4. Materials and Methods

4.1. Data Collection

The study was conducted at the Warsaw University of Life Sciences’ (WULS) experimental dairy farm, which maintains a herd of approximately 380 cows within a free-stall housing system. As part of the routine health monitoring procedures, all cows were examined, with each cow (muliparous) being categorized into one of five distinct groups based on their somatic cell count (SCC) levels. The SCC classification criteria were as follows: Group I (<100,000 cells/mL; n = 45), Group II (100,000–200,000 cells/mL; n = 62), Group III (201,000–400,000 cells/mL; n = 52), Group IV (401,000–1,000,000 cells/mL; n = 73 and Group V (>1,000,000 cells/mL; n = 56). This systematic categorization allowed for a comprehensive investigation into the associations between the SCC and various metabolic profile parameters. Strict criteria were implemented to select the cows for the study, ensuring that only the animals free from hoof issues, such as sole ulcers, or other health conditions that could influence the somatic cell count levels were included.

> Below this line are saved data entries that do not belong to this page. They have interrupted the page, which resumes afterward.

PR #4341, opened 2023-11-19
New way of sharing communities

ibrkhalil:

Important changes:

Closes #status-mobile-17116


protocol/messenger_communities.go
```diff
@@ -2316,11 +2316,15 @@ func (m *Messenger) ShareCommunity(request *requests.ShareCommunity) (*Messenger
...
-		message.Text = fmt.Sprintf("Community %s has been shared with you", community.Name())
+		communityURL, err := m.ShareCommunityURLWithChatKey(community.ID())
+		if err != nil {
+			return nil, err
+		}
+		message.Text = communityURL
+		message.ContentType = protobuf.ChatMessage_COMMUNITY_INVITATION
 		if request.InviteMessage != "" {
-			message.Text = request.InviteMessage
+			message.Text = request.InviteMessage + "\n" + communityURL
```
MishkaRogachev: Suggestion: `fmt.Sprintf( %s\n%s", request.InviteMessage, communityURL)`

MishkaRogachev (commented):
There are staged extra changes, including migrations binaries. You can stage only your `.proto` and affected generated files (`chat_message.pg.go` i guess)

igor-sirotin:
Are we sure we need this fix? There was a decision to drop support for old "community invitation" concept and replace it with a simple community shared URL + new url unfurling mechanism.

We have a desktop issue for this here, I will start working on that soon: https://github.com/status-im/status-desktop/issues/12570
I already mentioned this here in comments, but it seems that it went unnoticed: https://github.com/status-im/status-mobile/issues/17777#issuecomment-1787336704

cc @ibrkhalil @cammellos @John-44

ibrkhalil:
> Are we sure we need this fix? There was a decision to drop support for old "community invitation" concept and replace it with a simple community shared URL + new url unfurling mechanism.
> 
> 
> 
> We have a desktop issue for this here, I will start working on that soon: https://github.com/status-im/status-desktop/issues/12570
> 
> I already mentioned this here in comments, but it seems that it went unnoticed: https://github.com/status-im/status-mobile/issues/17777#issuecomment-1787336704
> 
> 
> 
> cc @ibrkhalil @cammellos @John-44 

This PR adds a url in the message, But I figured I'd add a new protobuf type to differentiate it from normal text messages

igor-sirotin:
> This PR adds a url in the message, But I figured I'd add a new protobuf type to differentiate it from normal text messages

@ibrkhalil, the idea is not to use the `ChatMessage_COMMUNITY_INVITATION` at all.
To share a community the client app should send a usual text message with a URL and a link preview.

ibrkhalil:
> > This PR adds a url in the message, But I figured I'd add a new protobuf type to differentiate it from normal text messages
> 
> 
> 
> @ibrkhalil, the idea is not to use the `ChatMessage_COMMUNITY_INVITATION` at all.
> 
> To share a community the client app should send a usual text message with a URL and a link preview.

Understood, will fix.

cammellos:
@ibrkhalil thanks, @igor-sirotin has the whole context about this, so he will be able to help you on the solution we agreed on.

ibrkhalil:
@igor-sirotin Can you please take a look?

protocol/messenger_communities.go
```diff
@@ -2305,21 +2305,44 @@ func (m *Messenger) ShareCommunity(request *requests.ShareCommunity) (*Messenger
...
+
+	var messageStatusLinkPreview common.StatusLinkPreview
 	response := &MessengerResponse{}
 
 	community, err := m.communitiesManager.GetByID(request.CommunityID)
 	if err != nil {
 		return nil, err
 	}
 
+	communityURL, err := m.ShareCommunityURLWithChatKey(community.ID())
```
igor-sirotin: This should be `ShareCommunityURLWithData`.
Even though we don't use the shared URL data in desktop/mobile, we should still use those in case they will be opened in status-web someday.

protocol/messenger_communities.go
```diff
@@ -2305,21 +2305,44 @@ func (m *Messenger) ShareCommunity(request *requests.ShareCommunity) (*Messenger
...
+	if err != nil {
+		return nil, err
+	}
+
+	communityLinkPreview := &common.StatusCommunityLinkPreview{
```
igor-sirotin: This is interesting.

I like the simplicity of this solution. We simply fill `StatusCommunityLinkPreview` inplace.
But this duplicates the code from `StatusUnfurler`:
https://github.com/status-im/status-go/blob/1794b93c16b1f68cdb7125b4b66cc8926da9eed2/protocol/linkpreview_unfurler_status.go#L115-L121

I thought that we will call `UnfurlURLs` here. But that would be definitely an overkill here.

Maybe we could extract a smth like `func BuildStatusCommunityLinkPreview(community *communities.Community)`? This will make the solution both simple and non-duplicated.

protocol/messenger_communities.go
```diff
@@ -2305,21 +2305,44 @@ func (m *Messenger) ShareCommunity(request *requests.ShareCommunity) (*Messenger
...
 		message := common.NewMessage()
+		message.StatusLinkPreviews = []common.StatusLinkPreview{messageStatusLinkPreview}
 		message.ChatId = pk.String()
-		message.CommunityID = request.CommunityID.String()
 		message.Shard = community.Shard().Protobuffer()
-		message.Text = fmt.Sprintf("Community %s has been shared with you", community.Name())
+		message.ContentType = protobuf.ChatMessage_TEXT_PLAIN
+		if err != nil {
+			return nil, err
+		}
```
igor-sirotin: What `err` are we checking here? 🤔

protocol/messenger_communities.go
```diff
@@ -2305,21 +2305,44 @@ func (m *Messenger) ShareCommunity(request *requests.ShareCommunity) (*Messenger
...
+		message.Text = communityURL
 		if request.InviteMessage != "" {
+			fmt.Sprintf("%s\n%s", request.InviteMessage, communityURL)
 			message.Text = request.InviteMessage
```
igor-sirotin: Shouldn't it be a direct assignment?
```suggestion
			message.Text = fmt.Sprintf("%s\n%s", request.InviteMessage, communityURL)
```

protocol/communities_messenger_test.go
```diff
@@ -3684,3 +3684,239 @@ func (s *MessengerCommunitiesSuite) TestRetrieveBigCommunity() {
...
+	s.Require().True(aliceCommunity.Joined())
+
+	// Make sure the requests are not pending on either sides
+	requestsToJoin, err = s.bob.PendingRequestsToJoinForCommunity(community.ID())
+	s.Require().NoError(err)
+	s.Require().Len(requestsToJoin, 0)
+
+	requestsToJoin, err = s.alice.MyPendingRequestsToJoin()
+	s.Require().NoError(err)
+	s.Require().Len(requestsToJoin, 0)
```
igor-sirotin: I think this long part about joining the community doesn't make sense in this test.
IMO the test should be simple and only test the sharing functionality:
1. owner: create community, no matter of Membershiprules)
2. owner: share community to Alice
3. alice: check the received message

It doesn't even matter if Alice joined the community. If the URL was received, then we're good.

wdyt?

protocol/communities_messenger_test.go
```diff
@@ -3684,3 +3684,239 @@ func (s *MessengerCommunitiesSuite) TestRetrieveBigCommunity() {
...
+		}
+
+		if len(response.Messages()) == 0 {
+			return errors.New("Messages not received")
+		}
+
+		return nil
+	})
+
+	s.Require().Len(response.Messages(), 1)
```
igor-sirotin: Would be nice to check the message text here as well. I mean the `<invite-message>%s<shared-url>`.

As I wrote in comments, I think you have a bug here that `Come to status Bob!` is actually not prepended 🙂

igor-sirotin (changes requested):
Nice job, thank you! Left some important notes in comments.
WIll test with desktop tomorrow 👌

protocol/communities_messenger_test.go
ibrkhalil: The long test was to test if a non admin shared community.
Because of the admin was the only member who could share a community.
But I guess since this is a completely new implementation I can do your suggestion.

igor-sirotin:
@ibrkhalil just noticed that we have lots of tests that use `advertiseCommunityTo` functionality that depend on sharing community functionality with `ChatMessage_COMMUNITY`.

ibrkhalil:
> @ibrkhalil just noticed that we have lots of tests that use `advertiseCommunityTo` functionality that depend on sharing community functionality with `ChatMessage_COMMUNITY`.

ouch, I think versioning would be better here.

protocol/protobuf/chat_message.proto
```diff
@@ -149,6 +149,7 @@ message UnfurledStatusCommunityLink {
   string color = 5;
   UnfurledLinkThumbnail icon = 7;
   UnfurledLinkThumbnail banner = 8;
+  uint32 active_members_count = 9;
```
igor-sirotin: We shouldn't really have this here.
This number is "live" and there's no sense to rely on the information in the preview that was sent some time ago.

Client app should extend\* this link preview with the real live number of active users.

extend\*: Actually, it should replace all the received information with trusted data from waku, but this is a different question. Ping me if needed, I'll give you details on how we do this in desktop.

protocol/communities/manager.go
```diff
@@ -5134,3 +5134,54 @@ func (m *Manager) GetCuratedCommunities() (*CuratedCommunities, error) {
...
+		return nil, fmt.Errorf("failed to get data uri: %w", err)
+	}
+
+	thumbnail.Width = width
+	thumbnail.Height = height
+	thumbnail.DataURI = dataURI
+	return thumbnail, nil
+}
+
+func (m *Manager) BuildStatusCommunityLinkPreview(community *Community) (*common.StatusCommunityLinkPreview, error) {
```
igor-sirotin: Thanks for this!
We should also reuse this in `linkpreview_unfurler_status.go`, otherwise it's still a duplication.

_____

Also, do you think we could make it a method of `Community` type?
It would make much more sense than as a method of Manager I think.
```go
func (community *Community) toStatusLinkPreview() (*common.StatusCommunityLinkPreview, error)
```

... and same for images:
```go
func (image *images.IdentityImage) toLinkPreveiwThumbnail() (*common.LinkPreviewThumbnail, error)
```

Or make it the other way around a method `StatusCommunityLinkPreview` and `LinkPreviewThumbnail` correspondingly.

_______

If you want, you can leave this as is and I will refactor it after this PR.

protocol/communities/manager.go
```diff
@@ -5134,3 +5134,54 @@ func (m *Manager) GetCuratedCommunities() (*CuratedCommunities, error) {
...
+	communityLinkPreview := &common.StatusCommunityLinkPreview{}
+	if image, ok := community.Images()[images.SmallDimName]; ok {
+		if thumbnail, err := getImage(&images.IdentityImage{Payload: image.Payload}); err != nil {
+			m.logger.Warn("unfurling status link: failed to set community thumbnail", zap.Error(err))
```
igor-sirotin: We access `m.logger` here and probably this keeps us from making this a `Community` method. I think it's fine to drop this logging. It's not much needed anyway.

protocol/communities_messenger_test.go
igor-sirotin: So I still think that it makes no sense to test all of this here, it's overkill.

> But I guess since this is a completely new implementation

Yep, sounds very reasonable.

protocol/communities_messenger_test.go
```diff
@@ -3684,3 +3685,254 @@ func (s *MessengerCommunitiesSuite) TestRetrieveBigCommunity() {
...
+	s.Require().Contains(response.Messages()[0].Text, "Come to status Bob!\nhttps://status.app/c/GzIAAGS9bQ9sj5IgfISkFKWb9HDM_6A1mUUggqTTeYsdg9o011QUrSPim-1Teh7f25WhxjYA")
```
igor-sirotin: Why is the link hardcoded here? 🤔 
I think we should manually call `ShareCommunityURLWithData` here and check that the URL is equal.

Also,``https://status.app/c/GzIAAGS9bQ9sj5IgfISkFKWb9HDM_6A1mUUggqTTeYsdg9o011QUrSPim-1Teh7f25WhxjYA` doesn't look like a correct community shared URL.

protocol/communities_messenger_test.go
```diff
@@ -3684,3 +3685,254 @@ func (s *MessengerCommunitiesSuite) TestRetrieveBigCommunity() {
...
+	s.Require().NotNil(response.Messages()[0].UnfurledStatusLinks)
+	s.Require().Equal(response.Messages()[0].UnfurledStatusLinks.GetUnfurledStatusLinks()[0].GetCommunity().MembersCount, uint32(2))
+	s.Require().Equal(response.Messages()[0].UnfurledStatusLinks.GetUnfurledStatusLinks()[0].GetCommunity().DisplayName, "status")
+	s.Require().NotEmpty(response.Messages()[0].UnfurledStatusLinks.GetUnfurledStatusLinks()[0].GetCommunity().Banner)
+	s.Require().Len(response.Messages()[0].UnfurledStatusLinks.UnfurledStatusLinks, 1)
```
igor-sirotin: I believe that his check should go first

protocol/communities_messenger_test.go
```diff
@@ -3684,3 +3685,254 @@ func (s *MessengerCommunitiesSuite) TestRetrieveBigCommunity() {
...
+
+		return nil
+	})
+
+	s.Require().Len(response.Messages(), 1)
+	s.Require().Contains(response.Messages()[0].Text, "Come to status Bob!\nhttps://status.app/c/GzIAAGS9bQ9sj5IgfISkFKWb9HDM_6A1mUUggqTTeYsdg9o011QUrSPim-1Teh7f25WhxjYA")
+	s.Require().NotNil(response.Messages()[0].UnfurledStatusLinks)
+	s.Require().Equal(response.Messages()[0].UnfurledStatusLinks.GetUnfurledStatusLinks()[0].GetCommunity().MembersCount, uint32(2))
+	s.Require().Equal(response.Messages()[0].UnfurledStatusLinks.GetUnfurledStatusLinks()[0].GetCommunity().DisplayName, "status")
+	s.Require().NotEmpty(response.Messages()[0].UnfurledStatusLinks.GetUnfurledStatusLinks()[0].GetCommunity().Banner)
```
igor-sirotin: Actually this is tested as part of `MessengerLinkPreviewsTestSuite`, so IMO there's no sense to test it here too. It only adds cognitive load. 
The only important thing to check I think is the `...GetCommunity().CommunityID`.

protocol/messenger_communities.go
```diff
@@ -2351,10 +2351,71 @@ func (m *Messenger) ShareCommunity(request *requests.ShareCommunity) (*Messenger
 	return response, nil
 }
 
+func (m *Messenger) ShareCommunityV2(request *requests.ShareCommunity) (*MessengerResponse, error) {
```
igor-sirotin: Though versioning is a good idea, I think we're able to avoid this.
We introduce `ShareCommunityV2` because I warned you about `advertiseCommunityTo` used in tests. But I believe it should be possible to update it internally and not break anything.

This is the function I'm talking about:

https://github.com/status-im/status-go/blob/384543d3a6329fe88848f14daad1e560d5c89af8/protocol/communities_messenger_helpers_test.go#L322-L347

The function has access to both sender's and receiver's messengers. So we could just take required parts from the old functionality and force it's usage here. 

1. Take the community description from sender's messenger:
https://github.com/status-im/status-go/blob/384543d3a6329fe88848f14daad1e560d5c89af8/protocol/messenger.go#L2306-L2318

2. Push the community description to receiver's messenger:
https://github.com/status-im/status-go/blob/e32c5546e1e5d13f597d2c4d56c92cf831d35ea8/protocol/messenger_handler.go#L2298-L2306

wdyt?

igor-sirotin: Here comes a more general question: _should we deprecate this message type and usage of `Messenger.CommunityID` in this PR?_

We could either do it here and not introduce a new `ShareCommunityV2`, or I could pick it up after this is merged with new endpoint and updated all other status-go places to deprecate the old functionality.

I'm ok with both ways, but please open an tracking issue if we decide to go with second option 🙂

igor-sirotin (changes requested):
The main idea is good, but I still have concerns, left comments inline and in DM.

protocol/communities_messenger_test.go
ibrkhalil: Done

protocol/communities/manager.go
ibrkhalil: Did it for the community one, But fell for a circular dependency when doing the image one.

protocol/messenger_communities.go
ibrkhalil: Kindly take a look at the new changes, If you think they are okay then I'll remove the `protobuf.ChatMessage_COMMUNITY` type.

protocol/communities_messenger_test.go
ibrkhalil: I think on the tests I cannot exactly predict the community hashed data.
So previously I was checking a substring, But next day it failed 😆.

protocol/messenger_communities.go
ibrkhalil: And I still need to make a change to the logic that adds the community data so that it can work with unsigned user (non admin)
For example: This doesn't work (Non admin member does invitre)
```go
func (s *MessengerCommunitiesSuite) TestShareCommunity() {
	ctx := context.Background()
	description := &requests.CreateCommunity{
		Membership:  protobuf.CommunityPermissions_MANUAL_ACCEPT,
		Name:        "status",
		Description: "status community description",
		Color:       "#FFFFFF",
		Image:       "../_assets/tests/status.png",
		ImageAx:     0,
		ImageAy:     0,
		ImageBx:     256,
		ImageBy:     256,
		Banner: images.CroppedImage{
			ImagePath: "../_assets/tests/IMG_1205.HEIC.jpg",
			X:         0,
			Y:         0,
			Width:     160,
			Height:    90,
		},
	}

	response, err := s.owner.CreateCommunity(description, true)

	s.Require().NoError(err)
	s.Require().NotNil(response)
	s.Require().Len(response.Chats(), 1)
	community := response.Communities()[0]

	// Alice shares community with Bob
	response, err = s.owner.ShareCommunity(&requests.ShareCommunity{
		CommunityID:   community.ID(),
		Users:         []types.HexBytes{common.PubkeyToHexBytes(&s.alice.identity.PublicKey)},
		InviteMessage: "Come on alice, You'll like it here!",
	})

	s.Require().NoError(err)
	s.Require().NotNil(response)
	s.Require().Len(response.Messages(), 1)

	_, err = WaitOnMessengerResponse(s.alice, func(r *MessengerResponse) bool {
		return len(r.Communities()) > 0
	}, "Messages not received")
	s.Require().NoError(err)
	s.Require().Len(response.Messages(), 1)
	s.Require().Contains(response.Messages()[0].Text, "Come on alice, You'll like it here!\nhttps://status.app/c/") // The last bit of the link is auto generated to we cannot assert the whole link.
	s.Require().NotNil(response.Messages()[0].UnfurledStatusLinks)

	response, err = s.alice.JoinCommunity(ctx, community.ID(), false)
	s.Require().NoError(err)
	s.Require().NotNil(response)
	s.Require().True(response.Communities()[0].Joined())
	s.Require().Len(response.Chats(), 1)

	// Alice shares community with Bob
	response, err = s.alice.ShareCommunity(&requests.ShareCommunity{
		CommunityID:   community.ID(),
		Users:         []types.HexBytes{common.PubkeyToHexBytes(&s.bob.identity.PublicKey)},
		InviteMessage: "Come on alice, You'll like it here!",
	})

	_, err = WaitOnMessengerResponse(s.alice, func(r *MessengerResponse) bool {
		return len(r.Communities()) > 0
	}, "Communities not received")
}
```

ibrkhalil: Will continue investigating how to do it with any permissions tomorrow.

igor-sirotin: > For example: This doesn't work (Non admin member does invitre)

What exactly doesn't work in this test?

Just a note, this could be related: https://github.com/status-im/status-go/issues/4413

ibrkhalil: Cannot wrap community because sender is not admin.

protocol/communities_messenger_test.go
igor-sirotin:
```go
s.Require().Equal(response.Messages()[0].Text, fmt.Printf("Come to status Bob!\n%s", communityLink))
```

protocol/communities_messenger_test.go
```diff
@@ -2102,57 +2103,51 @@ func (s *MessengerCommunitiesSuite) TestLeaveAndRejoinCommunity() {
...
+	_, err = WaitOnMessengerResponse(s.alice, func(r *MessengerResponse) bool {
+		return len(r.Messages()) > 0
+	}, "Messages not received")
 	s.Require().NoError(err)
 	s.Require().Len(response.Messages(), 1)
-
-	message := response.Messages()[0]
-	s.Require().Equal(community.IDString(), message.CommunityID)
-	s.Require().Equal(inviteMessage, message.Text)
+	s.Require().Contains(response.Messages()[0].Text, sentMessageText)
```
igor-sirotin: Did you decide not to check `<message-text>\n<url>` structure?

igor-sirotin (approved):
Cool, thank you!
Will you please open an issue about deprecating community invitations? And assign it to me 🙂

protocol/communities_messenger_test.go
ibrkhalil: Sorry I forgot to add it into the test, Added.

ibrkhalil:
> Cool, thank you! Will you please open an issue about deprecating community invitations? And assign it to me 🙂

Sure

MishkaRogachev (approved):
I'm ok with this PR after all Igor's questions are closed

igor-sirotin:
@ibrkhalil maybe rename this PR? 🙂 
It's actually about changing the way we share a community now.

Regular veterinary examinations were conducted to assess the overall health of the selected animals. These examinations confirmed that all the cows included in the study were primarily free from health issues, with the exception of mastitis. This careful selection process allowed us to conclude that the observed changes in the SCC were predominantly linked to the inflammatory processes occurring in the mammary gland.

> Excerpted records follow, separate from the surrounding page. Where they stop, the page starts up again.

PR #4342, opened 2023-11-19
feat(wallet) WalletConnect: track pairings in DB

stefandunca:
### Closes status-desktop [#12794](https://github.com/status-im/status-desktop/issues/12794)

Add new APIs to track if valid pairings are available to be used by the application:

- to be used by activity filtering to show `dapp` interaction
- not to run WalletConnect SDK if not needed


services/wallet/walletconnect/database.go
```diff
@@ -0,0 +1,76 @@
...
+	err := row.Scan(&pairing.Topic, &pairing.Expiry, &pairing.Disconnected, &pairing.AppName, &pairing.URL, &pairing.Description, &pairing.Icon, &pairing.Verified.IsScam, &pairing.Verified.Origin, &pairing.Verified.VerifyURL, &pairing.Verified.Validation)
+	if err != nil {
+		return nil, err
+	}
+
+	return &pairing, nil
+}
+
+// GetActivePairings returns all active pairings (not disconnected and not expired) that have an expiry timestamp newer or equal to the given timestamp.
+func GetActivePairings(db *sql.DB, expiryNotOlderThanTimestamp int64) ([]Pairing, error) {
```
saledjenic, line 40:
```suggestion
func GetActivePairings(db *sql.DB, expiryNotOlderThanTimestamp uint64) ([]Pairing, error) {
```

services/wallet/walletconnect/database.go
```diff
@@ -0,0 +1,76 @@
...
+		err := rows.Scan(&pairing.Topic, &pairing.Expiry, &pairing.Disconnected, &pairing.AppName, &pairing.URL, &pairing.Description, &pairing.Icon, &pairing.Verified.IsScam, &pairing.Verified.Origin, &pairing.Verified.VerifyURL, &pairing.Verified.Validation)
+		if err != nil {
+			return nil, err
+		}
+		if err := rows.Err(); err != nil {
+			return nil, err
+		}
+		pairings = append(pairings, pairing)
+	}
+
```
saledjenic, line 64: @stefandunca we should check here for potential errors from calling `rows.Next()`, like this:
```
    return nil, err
}
```

services/wallet/api.go
saledjenic, line 1: @stefandunca should we update the version file?

saledjenic (approved):

walletdatabase/migrations/sql/1700414564_add_wallet_connect_pairings_table.up.sql
saledjenic, line 1: @stefandunca should we update the version file?

services/wallet/walletconnect/database.go
stefandunca: It looks to me that `in64` is a better type for epoch timestamp data due to various reasons (standardization, working as negative dates, compatibility, overflow/underflow in arithmetic), and I can't see many advantages to uint64 (allowing un-probable date representation)

PR #4344, opened 2023-11-20
makefile: fix linking Git hooks on MacOS

jakubgs:
Otherwise it results in:
```
ln: illegal option -- r
```
Because MacOS tools are such garbage they lack basic features. And get absolute path of the `Makefile` location to work regardless ofr from where the `Makefile` is called.

Also renamed `AUTHOR` to `GIT_AUTHOR` to reflect source.


igor-sirotin (approved):
Thanks ❤️

apentori (approved):

yakimant (approved):

PR #4345, opened 2023-11-20
feat(walletconnect)_: support the tx and personal signing from within the app or keycard

saledjenic:


stefandunca (approved):
It looks great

The SCC values were categorized into five groups (Group I: <100,000 cells/mL; Group II: 100,000–200,000 cells/mL; Group III: 201,000–400,000 cells/mL; Group IV: 401,000–1,000,000 cells/mL; Group V: >1,000,000 cells/mL) to simplify the analysis and enhance the interpretability of the results. This approach facilitated a clearer comparison of the metabolic profiles across the different levels of udder inflammation and helped in understanding the relationship between the SCC levels and various metabolic parameters. While categorizing a continuous variable into discrete groups does lead to some loss of precision, it provides practical benefits in terms of data analysis and interpretation. To address the potential concerns about the reduced statistical power and accuracy, we ensured a sufficiently large sample size within each category to maintain robust comparisons. This approach allowed us to identify the significant trends and associations effectively.

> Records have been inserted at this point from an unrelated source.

PR #4353, opened 2023-11-21
chore: fix sending request to join msg's to the new owner

mprakhov:
There are 2 problems:
1. When the ownership changed - if we continue to send the msg by `SendCommunityMessage` - wakuv2 api `Post` will set asymmetric key using `community.ID`.
We can handle it by using for asymetric key not `community.ID`, but `community.ControlNode()` if we minted the token, but here we receive the second problem

2. Filters - owner will not receive send request to join msg. This will require updating filters on both sides - on the owner and on the sender (client) side

Taking into account, that requests to join, leave, cancel request to join, and shared revealed accounts must be a private msg to the control node - I modified the existing code to `sendPrivate` msg in case we have a community with a minted owner token

Closes # https://github.com/status-im/status-desktop/issues/12795

### DIFF
--- a/protocol/communities/manager.go
+++ b/protocol/communities/manager.go
@@ -2838,7 +2838,7 @@ func (m *Manager) HandleCommunityRequestToJoinResponse(signer *ecdsa.PublicKey, 
 		return nil, err
 	}
 
-	isControlNodeSigner := common.IsPubKeyEqual(community.PublicKey(), signer)
+	isControlNodeSigner := common.IsPubKeyEqual(community.ControlNode(), signer)
 	if !isControlNodeSigner {
 		return nil, ErrNotAuthorized
 	}
--- a/protocol/communities_messenger_signers_test.go
+++ b/protocol/communities_messenger_signers_test.go
@@ -1,6 +1,7 @@
 package protocol
 
 import (
+	"context"
 	"crypto/ecdsa"
 	"testing"
 	"time"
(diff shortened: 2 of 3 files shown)


mprakhov:
@cammellos this is the issue I wrote you about. 
Please take a look or assign someone to review the changes from the mobile team and verify possible drawbacks

protocol/communities/manager.go
```diff
@@ -2838,7 +2838,7 @@ func (m *Manager) HandleCommunityRequestToJoinResponse(signer *ecdsa.PublicKey,
 		return nil, err
 	}
 
-	isControlNodeSigner := common.IsPubKeyEqual(community.PublicKey(), signer)
+	isControlNodeSigner := common.IsPubKeyEqual(community.ControlNode(), signer)
```
jrainville, line 2841: What does `community.ControlNode()` return when the Owner token is not minted yet?

protocol/communities_messenger_signers_test.go
```diff
@@ -451,3 +452,102 @@ func (s *MessengerCommunitiesSignersSuite) TestAutoAcceptOnOwnershipChangeReques
...
+
+	inputMessage := common.NewMessage()
+	inputMessage.ChatId = chat.ID
+	inputMessage.Text = "some text"
+	inputMessage.CommunityID = community.IDString()
+
+	err = s.alice.SaveChat(chat)
+	s.Require().NoError(err)
+	_, err = s.alice.SendChatMessage(context.Background(), inputMessage)
+	s.Require().NoError(err)
```
jrainville, line 539: Can't you use `advertiseCommunityTo` instead of all this?

jrainville (commented):
Looks good. Just 2 questions

protocol/communities/manager.go
mprakhov: config.ID which is PublicKey of the community

protocol/communities_messenger_signers_test.go
mprakhov: in this case no, here community for the new member will be added to a verification loop on the client side, so I need to listen for a Signal. That's why I'm waiting for a `WaitOnSignaledMessengerResponse` instead of `WaitOnMessengerResponse`

mprakhov: as an option, the code can be modified to pass a "listener" to `advertiseCommunityTo` :)

jrainville (approved):
All good then!

protocol/messenger_communities.go
```diff
@@ -6148,3 +6148,11 @@ func (m *Messenger) CreateResponseWithACNotification(communityID string, acType
 
 	return response, nil
 }
+
+func (m *Messenger) SendCommunityMessage(community *communities.Community, rawMessage common.RawMessage) ([]byte, error) {
+	if community.ControlNode() != nil && !community.PublicKey().Equal(community.ControlNode()) {
```
```suggestion
	if !community.PublicKey().Equal(community.ControlNode()) {
```

ControlNode() can't be nil, can it? :thinking:

protocol/communities_key_distributor.go
```diff
@@ -79,6 +79,7 @@ func (ckd *CommunitiesKeyDistributorImpl) sendKeyExchangeMessage(community *comm
 		HashRatchetGroupID:    hashRatchetGroupID,
 		PubsubTopic:           community.PubsubTopic(), // TODO: confirm if it should be sent in community pubsub topic
 	}
+	// TODO: should we also send it private? Do I need additional logic in sendPrivate?
```
osmaczko: It is send as private under the hood, no need for adaptation here.

protocol/messenger_communities.go
```diff
@@ -6148,3 +6148,11 @@ func (m *Messenger) CreateResponseWithACNotification(communityID string, acType
 
 	return response, nil
 }
+
+func (m *Messenger) SendCommunityMessage(community *communities.Community, rawMessage common.RawMessage) ([]byte, error) {
```
```suggestion
func (m *Messenger) SendMessageToControlNode(community *communities.Community, rawMessage common.RawMessage) ([]byte, error) {
```

osmaczko (approved):
Looks good :+1:

protocol/messenger_communities.go
mprakhov: just added it for backward compatibility, I'm not sure that on the previous version of status it can't be nil
Removing

osmaczko: I don't understand the concern :thinking: you are not pushing this commit in the past, are you?

https://github.com/status-im/status-go/blob/c62957f621ff8169f5f4f0650ac4ccf71a1cafa9/protocol/communities/community.go#L1352-L1357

The body condition score (BCS) was assessed by using the BCS-5 method described by Edmonson et al. [69], which evaluates the fat reserves based on the visual and manual inspection of specific anatomical sites, including the ribs, spine, and pelvis. The scale ranges from 1 to 5, with 1 indicating severe emaciation and negligible fat reserves, and 5 representing excessive adiposity with prominent fat deposits throughout the body.
The diets administered to the cows were balanced in accordance with the INRA system’s recommendations. The feeding regime centered around a total mixed ration (TMR) diet, provided ad libitum to the cows. The composition of the TMR (kg/d DM) included maize silage (11.05), alfalfa silage (3.50), corn silage (2.50), soybean meal (2.50), pasture ground chalk (0.20), salt (0.05), rapeseed meal (2.10), and magnesium oxide (0.06). The additional parameters characterizing the TMR were as follows: total dry matter (DM) content (21.20 kg), daily intake (19.90 kg), net energy for lactation (Mcal/kg) (1.75), average milk production (37.02 kg), unit of milk production balance (%) (3.45), protein digested in the small intestine when rumen-fermentable nitrogen is limiting (2.51), and protein digested in the small intestine when rumen-fermentable energy is limiting (2.23).
Samples of milk and blood were collected from the cows at 60 ± 5 days postpartum, resulting in a total of 288 samples of both milk and blood. The study chose 60 days in milk (DIM) as the time point for the sample collection, corresponding to the peak of lactation for the herd. This timing was selected to capture the potential fluctuations in the somatic cell count levels and metabolic profile parameters during this critical phase of the lactation cycle when the metabolic demands are high. To ensure representative sampling across the SCC categories, explicit criteria were developed for selecting the cows at 60 DIM. This involved stratified sampling based on the SCC levels at this specific time point, with efforts made to achieve a balanced representation in each SCC category, including the extreme categories (<100,000 and >1,000,000 cells/mL).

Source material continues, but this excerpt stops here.